Tiny charcoal/wood fire in a soup can with some holes in the sides/bottom.

Insulate the smoker.

Juice jugs full of hot tap water.

Covered pans of boiling water.

Water pan full of gravel heated up in your oven.

Light both ends of the AMNPS.


----------



## brandeeno (Dec 6, 2016)

awesome! great ideas


----------



## crankybuzzard (Dec 6, 2016)

donr said:


> Tiny charcoal/wood fire in a soup can with some holes in the sides/bottom.
> 
> Insulate the smoker.
> 
> ...


Those are good ideas!

Also, depending upon the color of your smoker, and the type, full sunshine heats mine up pretty well in the winter.


----------



## dirtsailor2003 (Dec 6, 2016)

What kind of smoker are you using???

In my vertical gas smoker which I use for cold smoking the Tube smoker will raise the temp 10-15 degrees depending on the ambient temp. The colder it is outside the less heat gain. 
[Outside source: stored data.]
PR #138, opened 2016-07-14

moshekenan:


14_functions_lab/01.py
```diff
@@ -1,7 +1,26 @@
...
-    Ignore non-numeric arguments
-"""
-
+'''
+functions no.1
+'''
+def func_sum(*params):
+    res = 0
+    for param in params:
+        if type(param) == int:
```
ynonp, line 7: A better way to check isinstance(x, numbers.Number), because it also works for floats:

```
import numbers
print isinstance(10, numbers.Number)
print isinstance(10.5, numbers.Number)
print isinstance('bye', numbers.Number)
```

14_functions_lab/04.py
```diff
@@ -1,6 +1,14 @@
-"""
-Write a function that takes minlen and
-a list of words, and returns only the words
-longer than minlen
-"""
-
+'''
+functions no4
+'''
+def longer_than(long, *words):
```
ynonp, line 4: Can also use list comprehension:

```
return [word for words if len(word) > long]
```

A welding blanket wrapped around the smoker helps retain heat. I will preheat my smoker to about 100.them shut it down cover it. When the temp gets lower than 40 I fire it up let the temp get up to 50-60 shut down.


----------



## brandeeno (Dec 6, 2016)

I have a standard weber kettle grill and a weber gas grill.  I image one burner on the gas grill on low will put out too much heat.  I plan to use the kettle grill as it has less holes and I can have the smoke start on the lower rack with the belly on the upper rack.


----------



## brandeeno (Dec 12, 2016)

Turns out I never needed any extra heat. The pellets in AMNPS added a good 20-30+ degrees over the outside temperature, even when it was 25f outside.


----------